Tema di questa edizione, che verrà approfondito durante l’assemblea dibattito prevista a Laconi prima della partenza, è “Per un Mediterraneo e un Mondo di dialogo e pace, per liberare la Sarde-gna dalle servitù militari”.

Il programma prevede il raduno dei partecipanti alle 9.30 nel cineteatro di Laconi e il saluto delle autorità.

A partire dalle 10.10 il dibattito e a seguire, alle 13, il pranzo al sacco nel parco Aymerich di Laconi.

Alle 16 la partenza della marcia da Nuragus.

Alle 17 l’arrivo a Gesturi, dove il sindaco saluterà i presenti e seguiranno alcuni  interventi.

La giornata concluderò alle 17. 30 con il concerto finale.

“L’impegno per costruire le condizioni di una esistenza comune, universale, da tempo di pace è un impegno costante, permanente, non può essere considerato solo come un impegno che scatta quando leggiamo sui giornali o ascoltiamo le notizie di un nuovo pericolo di guerre”, si legge in una nota del coordinamento della Tavola Sarda della Pace.

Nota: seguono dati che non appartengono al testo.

PR #1395, opened 2020-01-15
tasks/internal: put kernel.core_pattern in sysctl.conf too

liewegas:
This way if systemd restarts  or is reinstalled (as it is on el8 at the
moment) we won't lose this setting.


djgalloway:
jenkins test

dmick:
Would be even better in /etc/sysctl/conf.d/ceph.conf

liewegas:
or i guess teuthology.conf.  it doesn't matter too much since this is teuthology doing this to a throwaway install that will get reimages in 20 minutes anyway

PR #1400, opened 2020-01-23
selinux: use text processing

batrick:
We ran into some odd grep bug treating the audit.log as binary and
wrongly returning a match result.

Fixes: https://tracker.ceph.com/issues/43797


batrick:
RErunning here to see if the warnings go away: http://pulpito.ceph.com/pdonnell-2020-01-23_23:25:45-kcephfs-wip-pdonnell-testing-20200122.210533-distro-basic-smithi/

PR #1405, opened 2020-02-05
hammer.sh: don't do teuthology-nuke anymore.

rzarzynski:
Apparently `hammer.sh` is pretty old. It calls `teuthology-nuke` expecting the further call to `teuhology` will be able to still reach the nodes. However, it doesn't seem that anybody is turning them back these days.

The commit just drops the `teuthology-nuke` call.

### DIFF
--- a/hammer.sh
+++ b/hammer.sh
@@ -14,8 +14,6 @@ fi
 
 test -e $1
 
-teuthology-nuke -t $job
-
 title() {
 	echo '\[\033]0;hammer '$job' '$N' passes\007\]'
 }


djgalloway:
Does this relock (and thereby reimage) the testnodes as well?  I ask because if it doesn't, then if the systems are getting reused over and over until the job passes, they won't have a clean environment after the first run completes.

rzarzynski:
@djgalloway: no, it doesn't. Thanks for pointing this out! Do we have an already available command for doing the re-lock/? If not, it could be relatively easily developed by reusing the parts of `teuthology-lock`. I'm asking to avoid re-doing an already existing thing. :-)

djgalloway:
I didn't even know `hammer.sh` was a thing so I don't actually know :smiley:

rzarzynski:
@djgalloway: I wasn't aware about the script till yesterday. @jdurgin told me about it. :-)

jdurgin:
it's pre-fog so it assumes that a passing test won't muck up a node enough to affect the next run. in theory that's still true :)

PR #1407, opened 2020-02-11
worker_start: allow ARCHIVE variable override

kshtsk:
The worker_start.sh script is using archive directory inside
the worker user home which cannot be changed, this patches
allows override ARCHIVE environment variable to address
this issue.

### DIFF
--- a/docs/_static/worker_start.sh
+++ b/docs/_static/worker_start.sh
@@ -2,7 +2,7 @@
  
 # A simple script used by Red Hat to start teuthology-worker processes.
  
-ARCHIVE=$HOME/archive
+ARCHIVE=${ARCHIVE:-"$HOME/archive"}
 WORKER_LOGS=$ARCHIVE/worker_logs
  
 function start_workers_for_tube {


kshtsk:
@susebot run deploy

docs/_static/worker_start.sh
```diff
@@ -2,7 +2,7 @@
  
 # A simple script used by Red Hat to start teuthology-worker processes.
  
-ARCHIVE=$HOME/archive
+ARCHIVE=${ARCHIVE:-"$HOME/archive"}
```
tchaikov: could also put

```sh
: ${ARCHIVE:="$HOME/archive"}
```

see https://www.gnu.org/software/bash/manual/html_node/Shell-Parameter-Expansion.html

kshtsk: Just curious, why do you think it is better than ":-"?

tchaikov: less repeating.

kshtsk:
@susebot run deploy

PR #1408, opened 2020-02-14
task/kernel.py: fix -k distro for opensuse/sle (part 1)

smithfarm:
Part one - this does not get us all the way, but it's a start!

### DIFF
--- a/teuthology/task/kernel.py
+++ b/teuthology/task/kernel.py
@@ -713,6 +713,7 @@ def need_to_install_distro(remote):
     :returns: False if running the newest distro kernel. Returns the version of
               the newest if it is not running.
     """
+    dist_release = remote.os.name
     package_type = remote.os.package_type
     output, err_mess = StringIO(), StringIO()
     remote.run(args=['uname', '-r'], stdout=output)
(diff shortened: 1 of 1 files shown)


teuthology/task/kernel.py
```diff
@@ -721,37 +722,44 @@ def need_to_install_distro(remote):
...
-                        'Newest distro kernel already installed and running')
-                    return False
-            else:
-                remote.run(args=['sudo', 'yum', 'reinstall', '-y', 'kernel',
-                                 run.Raw('||'), 'true'])
+        if dist_release in ['opensuse', 'sle']:
+            install_stdout = remote.sh(
+                'sudo zypper --non-interactive install kernel-default'
+                )
+            match = re.search(
```
toabctl: not needed because not used in the sle/opensuse case

teuthology/task/kernel.py
```diff
@@ -1040,7 +1058,7 @@ def get_latest_image_version_rpm(remote):
     for kernel in proc.stdout.getvalue().split():
         if kernel.startswith('kernel'):
             if 'ceph' not in kernel:
-                version = kernel.split('kernel-')[1]
+                version = kernel.split('{}-'.format(kernel_pkg_name))[1]
```
kshtsk: Using 'format` here is overkill.

teuthology/task/kernel.py
kshtsk: agree, looks like it

kshtsk:
I guess this PR is not ready:
```
teuthology/task/kernel.py:844:24: F821 undefined name 'distribution'
teuthology/task/kernel.py:873:24: F821 undefined name 'distribution'
```

smithfarm:
@toabctl @kshtsk Thanks for reviewing. Please take another look.

kshtsk:
@susebot run deploy

smithfarm:
@toabctl Has your change request been addressed?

“Siamo preoccupati per il destino dei tanti civili inermi che costituiscono le vere vittime dei conflitti, il dramma di Aleppo o di Mosul è anche la constatazione che ancora oggi l’opinione pubblica internazionale è in grado di tollerare massacri e bombardamenti di massa in alcuni luoghi e non in altri. I principali casi di conflitti non risolti o di processi di destabilizzazione confermano le corresponsabilità della comunità internazionale che, violando il diritto internazionale e disattendendo la diplomazia, non restituisce alla politica e alla cooperazione tra comunità il ruolo di strumento alternativo alla violenza e all’uso delle armi”.

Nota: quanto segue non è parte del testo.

PR #1409, opened 2020-02-14
requirements: pip-compile -P six

kshtsk:
We need to pump six to the latest 1.14.0 so we have
six.ensure_str() is available


kshtsk:
@susebot run deploy

PR #1445, opened 2020-04-13
teuthology: pass integer as "tries" to safe_while()

tchaikov:
in Python3, `a / b` could return a float, and `safe_while()` uses
`itertools.islice()` under the hood, where `stop` should be None or an
integer. so let's use `a // b` instead.


tchaikov:
this change should address the failure of http://pulpito.ceph.com/kchai-2020-04-13_01:52:52-rados-wip-kefu-testing-2020-04-13-0113-distro-basic-smithi/4948174/

kshtsk:
@susebot run deploy

PR #1448, opened 2020-04-15
py2: sleep before teardown

kshtsk:


kshtsk:
@tchaikov is this how we should backport PRs to py2?

tchaikov:
hi @kshtsk i 

- edit the title of this PR, to add "py2:" before it.
- created "py2" milestone and added this PR to it, to differentiate PR targeting master from "py2" branch.

as you mentioned, py2 branch will be "minimal", and i think it is now in its maintenance mode, ideally only bug fixes will goto that branch.

presumably, `--sleep-before-teardown` option is a feature. but i guess you have good reason to add it to py2 branches as well for tracking bugs.

tchaikov:
@kshtsk are you actively testing LTS branches? i am asking because currently the only guy who is actively testing LTS branches is @yuriw , so i want to minimize the risk that he run into any issue because of the backports. another consumer of py2 branch is cron job.

kshtsk:
@tchaikov depends on what you mean "actively". We still running suse downstream tests in py2 development. Also it is possible to run deploy test on py2 based branches. Good thing that back ports are already tested on py3 tests. If you run ceph named branches, that is another case. Also I would like to keep py2 and py3 be as close as possible, in sense of features and documentation.

tchaikov:
> @tchaikov depends on what you mean "actively". We still running suse downstream tests in py2 development. Also it is possible to run deploy test on py2 based branches. Good thing that back 

that explains. i thought "py2" branch should be in maintenance mode. but since you guys are still using it for testing, it's relatively safe for backporting features.

> ports are already tested on py3 tests. If you run ceph named branches, that is another case. Also I would like to keep py2 and py3 be as close as possible, in sense of features and documentation.

okay, as long as you are still using it. that's a relief. my major concern was we were backporting features and unlike the changes in master, the backport changes were not well tested.

PR #1449, opened 2020-04-16
lock/cli: fix broken teuthology-lock --summary for py3

kshtsk:
Convert None type to empty str in sorted key lambda
The usage of .format method is also adjusted for empty
machine type values

Fixes: https://tracker.ceph.com/issues/45105


tchaikov:
thanks for fixing this, Kyr!

PR #1451, opened 2020-04-19
requirements: Bump cffi version to 1.14.0

toabctl:
python 3.8 needs a newer cffi version. So bump it. Otherwise, calling
"./bootstrap" with python3.8 will fail.
This is also done for the python2 requirements to be in sync.

Fixes: https://tracker.ceph.com/issues/45132


tchaikov:
@susebot run deploy

PR #1453, opened 2020-04-20
travis: Use bionic, no sudo and python 3.6

toabctl:
- switch to Ubuntu Bionic to have a recent version for testing
- Do not use sudo. That will switch from VMs to containers which
  improves build speed on travis a lot
- use python3.6 . python2 is EOL


toabctl:
Travis is disabled again. Seems to be super slow...

PR #1459, opened 2020-04-23
orchestra/remote.py: to be compatible with py3

lxbsz:
```
ERROR: test_filelock (tasks.cephfs.test_client_recovery.TestClientRecovery)
----------------------------------------------------------------------
  File "/data/ceph/qa/tasks/cephfs/test_client_recovery.py", line 387, in test_filelock
    flockable = self._is_flockable()
  File "/data/ceph/qa/tasks/cephfs/test_client_recovery.py", line 361, in _is_flockable
    a_version_str = get_package_version(self.mount_a.client_remote, "fuse")
  File "/data/teuthology/teuthology/packaging.py", line 354, in get_package_version
    if remote.os.package_type == "deb":
  File "/data/teuthology/teuthology/orchestra/remote.py", line 452, in os
    self._os = OS.from_os_release(os_release)
  File "/data/teuthology/teuthology/orchestra/opsys.py", line 161, in from_os_release
    name = cls._get_value(str_, 'ID').lower()
  File "/data/teuthology/teuthology/orchestra/opsys.py", line 204, in _get_value
    match = re.search(regex, str_, flags=re.M)
  File "/usr/lib64/python3.6/re.py", line 182, in search
    return _compile(pattern, flags).search(string)
TypeError: cannot use a string pattern on a bytes-like object
```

“La Sardegna”, si legge ancora nella nota, “conosce da troppo tempo l’odore della guerra: le ininterrotte esercitazioni nelle basi e poligoni militari dell’Isola continuano a seminare veleni nel terreno e nel mare, sottraendo all’economia civile intere aree di territorio; l’aspirazione a un lavoro dignitoso e rispettoso dell’uomo e dell’ambiente viene barattata con l’apertura di fabbriche di morte, contrapponendo la povertà occupazionale sarda con la tragedia della guerra nello Yemen”.

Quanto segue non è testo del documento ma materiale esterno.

PR #1467, opened 2020-05-08
orchestra/remote: revert reconnect code to run

kshtsk:

### DIFF
--- a/teuthology/orchestra/remote.py
+++ b/teuthology/orchestra/remote.py
@@ -160,22 +160,23 @@ class Remote(object):
 
     @property
     def is_online(self):
-        if self.ssh is None:
+        """
+        This function does not give a comprehensive answer
+        if the connection is still alive, for this purpose
+        the one must use `ensure_online` method.
+        """
+        return self.is_active()
+
+    def is_active(self):
+        if self.ssh and \
+           self.ssh.get_transport() and \
+           self.ssh.get_transport().is_active():
+               return True
+        else:
             return False
-        if self.ssh.get_transport() is None:
-            return False
-        try:
-            self._runner(args="true", client=self.ssh, name=self.shortname)
-        except Exception:
-            return False
-        return self.ssh.get_transport().is_active()
 
     def ensure_online(self):
-        if self.is_online:
-            return
-        self.connect()
-        if not self.is_online:
-            raise Exception('unable to connect')
+        self.run(args="true")
 
     @property
     def system_type(self):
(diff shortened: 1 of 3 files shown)


teuthology/orchestra/remote.py
```diff
@@ -160,22 +160,23 @@ def shortname(self):
...
-            self._runner(args="true", client=self.ssh, name=self.shortname)
-        except Exception:
+        """
+        This function does not give a comprehensive answer
+        if the connection is still alive, for this purpose
+        the one must use `ensure_online` method.
+        """
+        return self.is_active()
+
+    def is_active(self):
```
tchaikov, line 170: why do we need two `is_online` ?

tchaikov: BTW, i think is_online is a better name than is_active. personally, i like `is_reachable` even better.

kshtsk: yeah... it is embarrassing me two... just need to be sure which signature to leave...

kshtsk: I would get rid of `is_online` because looks like it is not possible to make sure it is online, so more correctly to leave `is_active`?

tchaikov: an online remote machine sounds more correct than an active remote box . and again, online is objective. but reachable is more subjective. i'd say we cannot tell if a remote is online/active unless we can be sure about the networking and stuff work. and as you put, 

>  looks like it is not possible to make sure it is online

teuthology/orchestra/remote.py
```diff
@@ -199,8 +200,21 @@ def run(self, **kwargs):
 
         TODO refactor to move run.run here?
         """
-        self.ensure_online()
-        r = self._runner(client=self.ssh, name=self.shortname, **kwargs)
+        if not self.is_active():
+            if not self.reconnect():
+                raise Exception('Unable to reconnect')
+        tries = 2
```
tchaikov, line 206: this is funny. why do you think we should try twice?

kshtsk: @tchaikov on my "testing stand" if I have an open connection and reboot a remote host in 100% cases next try to call self.ssh.get_transport().is_active() returns True, and correspondingly a try to call paramiko execute method on existing session throws an EOFError exception. So this two tries to correctly handle this situation:
1) try run
2) if it fails, and node is online, this means it was not able to actually an issue the command on the remote host, then we need just reestablish a connection and try again
3) if the second try is failed, then their are some another issue, and let the user to handle it as required, like in reboot method, wait and try again.

I am actually not sure that this would work well, maybe I need to think about finding a use case when the first call of _run could possible produce EOFError when the command actually started to execute and then failed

“Basta! Continuiamo incessantemente a chiedere la chiusura delle basi e dei poligoni in Sardegna, la ripresa di un progetto di sviluppo per il territorio che non mortifichi la dignità dei lavoratori e sia rispettoso dell’ambiente,la bonifica dei territori devastati dai giochi di guerra”.

“Non vogliamo fare le anime belle della società, vogliamo dimostrare – con documenti e proposte – che la guerra non solo non è efficace nel risolvere le controversie ma non è neanche conveniente, costituendo un grave danno umano ed economico. Le ingenti risorse destinate agli armamenti potrebbero essere impiegate altrimenti nella messa in sicurezza del nostro territorio, nella difesa del welfare e della spesa pubblica a favore dei più deboli, nella rivitalizzazione di un’economia civile che porta vero sviluppo, quello di civiltà”.